Actually I disagree with the bug reporter that it should not be
autoreleased. The whole thing that prompted my original posting was
that the naming conventions of the DOM stuff do not fit in with the
Core Foundation and Cocoa conventions. For the DOM stuff it makes
sense to keep the 'official' class and method names and for objects
to be autoreleased. I do agree with the reporter that the
documentation needs improving.
I think it might have been good to do this in the first place
(there's no reason we couldn't apply CF / Cocoa conventions to the
existing DOM standard names - the DOM says nothing about ObjC
refcounting semantics) but now that we've shipped it's too late to
change, since it would cause leaks for existing clients.

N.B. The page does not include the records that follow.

PR #146, opened 2023-09-27
feat: create new object in pics results

d0choa:
Create object instead of modifying the existing on PICS results


d0choa:
I'm closing this for now and working on something bigger

PR #3396, opened 2025-04-16
Add Experimental MCP Support

st0012:
# Add Model Context Protocol (MCP) support to Ruby LSP

This PR adds support for the Model Context Protocol (MCP), enabling AI assistants to programmatically access Ruby project indexes and file contents that Ruby LSP already collects.

## Connection Mechanism

The implementation uses a hybrid approach:

1. Ruby LSP runs an HTTP-based MCP server powered by WEBrick on a dynamically assigned local port
2. A lightweight stdio-to-HTTP bridge script (`ruby-mcp-bridge`) connects the editor's MCP client to our HTTP server
3. Communication flows bidirectionally between AI assistants and the Ruby project's metadata

## Architecture Diagram

Screenshot 2025-04-14 at 09 43 50

### VS Code Configuration

Add to `.vscode/mcp.json`:
```json
{
  "inputs": [],
  "servers": {
    "rubyMcp": {
      "type": "stdio",
      "command": "${workspaceFolder}/.ruby-lsp/ruby-mcp-bridge"
    }
  }
}
```

See [VS Code MCP documentation](https://code.visualstudio.com/api/extension-guides/model-context-protocol) for more details.

### Cursor Configuration

Add to `.cursor/mcp.json`:
```json
{
  "mcpServers": {
    "rubyMcp": {
      "command": "./.ruby-lsp/ruby-mcp-bridge"
    }
  }
}
```

See [Cursor MCP documentation](https://cursor.sh/blog/mcp) for more details.

## Notes For Manual Testing

This feature requires both the extension and server changes to work. So for testing:

1. Run the extension with the subject project
2. Update the subject project's Gemfile to have `gem "ruby-lsp", github: "Shopify/ruby-lsp", branch: "mcp"`
3. Make sure the server is connected to the respective editors. When connected, the editor should display what tools are available
4. In both editors, MCP servers are only used in "Agent" mode
5. For VS Code, tool usage needs to be selected manually at each prompt

## Known Issues

⚠️ **Cursor-specific issue**: We've identified that Cursor's MCP/LSP client implementation can occasionally cause hangs in the Ruby LSP process. The main thread gets stuck waiting on `gets` in the LSP communication channel. This issue may be specific to Cursor as it doesn't occur (or occurs much less frequently) in VS Code, and more often in certain projects (e.g. `ruby/irb`) than others. The cause may be related to how Cursor handles MCP/LSP requests and requires more investigation.

## Supported Tools (TBD)

The MCP server provides four tools:

1. **get_classes_and_modules** - Browse all indexed classes and modules in your project, with optional query filtering
6. ~~**read_ruby_files** - Access file contents, including from dependencies~~
    - I removed this because clients usually would ask additional permission to read files outside of the workspace, and Ruby MCP should not provide a way to get around that.
8. **get_methods_details** - Get comprehensive information about methods (documentation, parameters, location, visibility)
9. **get_class_module_details** - See class/module details including documentation, ancestry chains, and available methods

These tools enable AI assistants to understand Ruby code structure, navigate dependencies, and access relevant documentation that are not accessible through the editor's simple codebase indexing.


st0012:
We decided not to continue with this approach because we identified a few challenges:
- LSP & MCP have very different expectations on servers' lifecycle and numbers of connections per client application:
    - A local MCP server nowadays usually last as long as the client's connection to it. But a LSP server, especially Ruby LSP, can restart multiple times in the same editor session (e.g. updating bundle or rebasing...etc.)
    - An editor usually only has 1 MCP client but can have multiple LSP clients (in a multi-workspace setup)
- Since LSP servers are connected through stdio of the process, to connect to a MCP client too the server needs to either use a unix or tcp/ip socket, which adds a lot of complexity
- While using http for connection is also possible, it requires adding a http server library to the project, which we want to avoid

And so far we don't see a solution that can overcome all the challenges while providing a easy, robust experience to users. It also won't work for non-editor clients like Claude Code. So after some discussions, we decided that it's not worth continuing the type of integration with LLMs.

That said, an alternative could be to use [VS Code's LLM tooling API](https://code.visualstudio.com/api/references/vscode-api#lm) that directly requests information through Ruby LSP's custom server requests. It'll be a much simpler solution but will only work for VS Code (until Cursor supports the same APIs).

kuboon:
I've tried this with ruby-lsp but it seems fails.
https://github.com/mizchi/lsmcp

PR #3397, opened 2025-04-16
Completion for keyword arguments

### LINKED ISSUE #2913: Provide completion for keyword arguments in method calls
If we know exactly which method the user is currently typing, we can provide completion for the keyword arguments required to invoke that method.

E.g.:

```ruby
class Foo
  def bar(a:, b:)
  end

  def baz
    baz()
      #^^ when the cursor is here we can show `a` and `b` as possible symbol completions
  end
end
```

monkeyWzr:
### Motivation

Closes #2913.

### Implementation

* add trigger characters for completion: `(`, `,`
* find possible candidates from method's signature and existing arguments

3. All of the DOM classes inherit from DOMObject and that says it
conforms to NSCopying. I am guessing however that calling
[someDOMObject copy] is not going to produce a standalone copy of
many object types. As such, unless there is a 'cloneXXX' method
declared for the class such a standalone copy cannot be produced.

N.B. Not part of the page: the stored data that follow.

Issue #2156, opened 2024-06-11
Deprecate `.index.yml`, move configuration to initializer


andyw8:
We had [originally](https://github.com/Shopify/ruby-lsp/pull/1434) considered changing `.index.yml` to be `.ruby-lsp.yml` so that additional could be supported.

However from looking at other language server implementations, the preferred approach for this kind of things seems instead be to pass any configuration as part of the initialization options.

tachyons:
@andyw8 @vinistock  Is it possible to rethink about this approach ? When working with large code bases like GitLab, ruby-lsp takes several Giga bytes of RAM for indexing, So it is important to exclude unnecessary directories  to make the ruby-lsp usable. So Gitlab added [this file by default ](https://gitlab.com/gitlab-org/gitlab/-/merge_requests/146069). 

Passing this directories in the editor is are hard, and difficult to share in the team. Also for a person working on different ruby projects, the directories to include will be different.

vinistock:
@tachyons I brought this up with the team. We are okay with keeping the editor agnostic configuration file under certain conditions:

1. We want to move from YAML to JSON. Easier to handle and then the extension could even contribute completion for the keys and values in VS Code
2. We want to rename the file to `ruby-lsp.json`, so that it captures any Ruby LSP configuration and not just indexing
3. By keeping the configuration file, there will be 3 levels of configuration that will need to be merged. User editor settings (global), workspace editor settings (project-specific) and the `ruby-lsp.json` configuration file (project-specific). Editors already make workspace take precedence over user settings and merge them, but we will also want the configuration file to take precedence over editor settings
4. We will not support global configurations through files like these. For example, a `~/.ruby-lsp.json` file. Otherwise, it would introduce a 4th level of precedence to account for. Global configuration will remain editor only

I'll re-open this issue and change the title, but our team is currently quite busy looking at other things, so we cannot prioritize the work to make these changes right now. If you're interested in contributing it, we're happy to help and provide guidance on what needs to change.

tachyons:
@vinistock Thanks for re opening the issue. I don't have bandwidth to contribute at the moment, I'll try in the future if I get time.

PR #3417, opened 2025-04-27
Replace .index.yml with .ruby-lsp.json for configuration

tachyons:
Change indexing configuration to use JSON instead of YAML, with proper precedence between file and editor settings. Add tests for new functionality.

Addresses https://github.com/Shopify/ruby-lsp/issues/2156


vinistock:
@tachyons is this PR good for a review? Or were you hoping to do some more work on it before?

tachyons:
@vinistock current implementation only supports the indexing configuration in .ruby-lsp.json. Rest of the work is pending, that is why I kept the PR as draft, I haven't got time to wrap this feature.

PR #3424, opened 2025-04-28
Simplify local variable regexes in grammar

amomchilov:


vscode/grammars/ruby.cson.json
```diff
@@ -109,7 +109,7 @@
           "name": "keyword.operator.assignment.augmented.ruby"
         }
       },
-      "match": "^\\s*((?:_|[a-z])([A-Za-z0-9_])*)\\s*((&&|\\|\\|)=)",
+      "match": "^\\s*([_a-z]?[A-Za-z0-9_]*)\\s*((&&|\\|\\|)=)",
```
Morriar, line 112: Aren't you allowing an empty string? since `[_a-z]` is optional and `[A-Za-z0-9_]` can be repeated 0 times?

amomchilov: Ah yes, there should be no `?`.

amomchilov:
Hmmm I think the tests are flaking. Will look into it tomorrow.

I think it's a bug that DOMObject says it conforms to NSCopying.
None of the DOMObject subclasses are copyable with the "copy" method.
What about things like hash and isEqual? Are these purely based on
the pointer value, or are they trying to be smart (i.e based on the
contents of the object)? I ask this as I am currently storing some
DOMNodes in an NSSet and my current code relies on the fact that
each node in the DOM is considered to not be equal to any other. Is
this a valid assumption (both now and into the future)?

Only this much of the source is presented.